To do » Each line from the one that contains "Two notes on" to the end of the entries must be copied word for word, and only those lines.
─── Task inputs ───
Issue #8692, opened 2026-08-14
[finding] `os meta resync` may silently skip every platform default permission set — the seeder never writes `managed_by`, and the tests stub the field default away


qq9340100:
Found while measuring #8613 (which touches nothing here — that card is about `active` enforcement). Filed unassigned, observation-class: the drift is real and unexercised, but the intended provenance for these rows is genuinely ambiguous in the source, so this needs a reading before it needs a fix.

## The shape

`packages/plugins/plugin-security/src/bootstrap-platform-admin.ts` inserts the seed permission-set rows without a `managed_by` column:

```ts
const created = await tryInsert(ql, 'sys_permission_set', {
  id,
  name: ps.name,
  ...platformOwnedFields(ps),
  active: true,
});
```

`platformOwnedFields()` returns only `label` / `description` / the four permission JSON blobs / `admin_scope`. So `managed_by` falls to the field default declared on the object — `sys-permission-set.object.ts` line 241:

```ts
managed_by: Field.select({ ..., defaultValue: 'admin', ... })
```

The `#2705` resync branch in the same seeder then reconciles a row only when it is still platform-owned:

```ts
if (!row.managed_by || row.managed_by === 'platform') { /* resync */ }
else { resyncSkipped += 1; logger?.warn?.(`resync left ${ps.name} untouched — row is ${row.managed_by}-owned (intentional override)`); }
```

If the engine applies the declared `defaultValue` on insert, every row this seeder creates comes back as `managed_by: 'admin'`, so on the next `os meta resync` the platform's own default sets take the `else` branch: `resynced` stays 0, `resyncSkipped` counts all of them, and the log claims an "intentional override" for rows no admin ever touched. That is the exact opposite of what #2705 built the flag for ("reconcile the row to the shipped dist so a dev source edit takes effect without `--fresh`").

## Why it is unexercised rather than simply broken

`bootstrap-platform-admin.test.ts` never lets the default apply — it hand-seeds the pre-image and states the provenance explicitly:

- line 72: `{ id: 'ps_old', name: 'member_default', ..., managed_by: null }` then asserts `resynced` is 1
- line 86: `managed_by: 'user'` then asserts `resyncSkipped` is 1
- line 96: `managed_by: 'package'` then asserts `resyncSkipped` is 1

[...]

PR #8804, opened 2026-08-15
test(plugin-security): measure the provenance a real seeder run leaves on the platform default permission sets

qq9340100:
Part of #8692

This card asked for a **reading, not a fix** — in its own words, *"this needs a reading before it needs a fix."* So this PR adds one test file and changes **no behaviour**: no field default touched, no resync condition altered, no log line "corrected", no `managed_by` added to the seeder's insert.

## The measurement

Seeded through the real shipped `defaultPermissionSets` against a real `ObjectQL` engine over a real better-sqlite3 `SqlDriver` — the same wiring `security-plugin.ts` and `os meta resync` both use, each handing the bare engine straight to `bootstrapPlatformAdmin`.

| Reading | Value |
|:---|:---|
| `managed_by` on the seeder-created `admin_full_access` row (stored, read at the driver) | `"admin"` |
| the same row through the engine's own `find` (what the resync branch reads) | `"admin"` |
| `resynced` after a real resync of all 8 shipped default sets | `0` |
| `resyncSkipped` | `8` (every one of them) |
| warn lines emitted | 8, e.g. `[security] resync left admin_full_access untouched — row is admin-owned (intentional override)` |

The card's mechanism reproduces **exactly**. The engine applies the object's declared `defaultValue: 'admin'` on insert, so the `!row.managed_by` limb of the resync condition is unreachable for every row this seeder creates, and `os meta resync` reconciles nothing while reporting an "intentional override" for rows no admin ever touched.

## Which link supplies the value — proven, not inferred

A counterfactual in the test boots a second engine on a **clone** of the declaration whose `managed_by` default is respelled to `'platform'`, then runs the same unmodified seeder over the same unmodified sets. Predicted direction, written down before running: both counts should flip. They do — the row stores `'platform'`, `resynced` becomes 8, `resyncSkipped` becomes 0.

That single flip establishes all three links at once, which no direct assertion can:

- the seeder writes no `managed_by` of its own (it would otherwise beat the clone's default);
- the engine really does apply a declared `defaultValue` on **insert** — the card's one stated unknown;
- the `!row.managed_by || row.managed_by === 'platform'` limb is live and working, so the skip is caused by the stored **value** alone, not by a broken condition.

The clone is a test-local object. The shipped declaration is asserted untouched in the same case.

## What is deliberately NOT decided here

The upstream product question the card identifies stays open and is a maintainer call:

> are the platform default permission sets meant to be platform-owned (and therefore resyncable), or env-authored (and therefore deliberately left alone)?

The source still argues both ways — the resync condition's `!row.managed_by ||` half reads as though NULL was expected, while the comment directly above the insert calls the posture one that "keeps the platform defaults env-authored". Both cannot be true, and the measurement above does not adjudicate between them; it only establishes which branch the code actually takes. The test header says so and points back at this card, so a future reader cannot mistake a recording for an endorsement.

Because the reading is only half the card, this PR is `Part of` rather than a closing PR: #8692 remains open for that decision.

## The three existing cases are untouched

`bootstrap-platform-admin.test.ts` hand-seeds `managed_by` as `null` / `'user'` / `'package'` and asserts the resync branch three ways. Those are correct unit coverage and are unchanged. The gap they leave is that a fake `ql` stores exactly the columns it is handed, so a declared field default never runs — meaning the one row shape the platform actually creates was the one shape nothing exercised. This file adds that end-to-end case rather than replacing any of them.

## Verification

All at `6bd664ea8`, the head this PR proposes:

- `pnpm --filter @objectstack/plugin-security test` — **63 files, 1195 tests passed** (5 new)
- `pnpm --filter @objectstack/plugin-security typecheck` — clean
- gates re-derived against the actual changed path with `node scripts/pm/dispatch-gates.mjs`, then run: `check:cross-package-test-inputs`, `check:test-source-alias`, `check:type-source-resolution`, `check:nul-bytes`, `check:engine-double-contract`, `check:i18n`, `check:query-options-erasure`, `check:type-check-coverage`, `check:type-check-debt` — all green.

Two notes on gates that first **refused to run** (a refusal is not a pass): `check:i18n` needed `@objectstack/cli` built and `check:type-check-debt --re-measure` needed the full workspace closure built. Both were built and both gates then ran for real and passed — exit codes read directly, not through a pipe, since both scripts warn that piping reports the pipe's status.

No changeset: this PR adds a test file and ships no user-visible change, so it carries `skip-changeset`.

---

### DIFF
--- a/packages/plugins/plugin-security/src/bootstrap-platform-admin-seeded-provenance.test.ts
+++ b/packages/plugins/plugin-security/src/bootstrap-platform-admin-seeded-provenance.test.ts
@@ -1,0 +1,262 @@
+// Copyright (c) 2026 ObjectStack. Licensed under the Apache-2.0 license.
───
Solution below »
Two notes on gates that first **refused to run** (a refusal is not a pass): `check:i18n` needed `@objectstack/cli` built and `check:type-check-debt --re-measure` needed the full workspace closure built. Both were built and both gates then ran for real and passed — exit codes read directly, not through a pipe, since both scripts warn that piping reports the pipe's status.

No changeset: this PR adds a test file and ships no user-visible change, so it carries `skip-changeset`.

---

### DIFF
--- a/packages/plugins/plugin-security/src/bootstrap-platform-admin-seeded-provenance.test.ts
+++ b/packages/plugins/plugin-security/src/bootstrap-platform-admin-seeded-provenance.test.ts
@@ -1,0 +1,262 @@
+// Copyright (c) 2026 ObjectStack. Licensed under the Apache-2.0 license.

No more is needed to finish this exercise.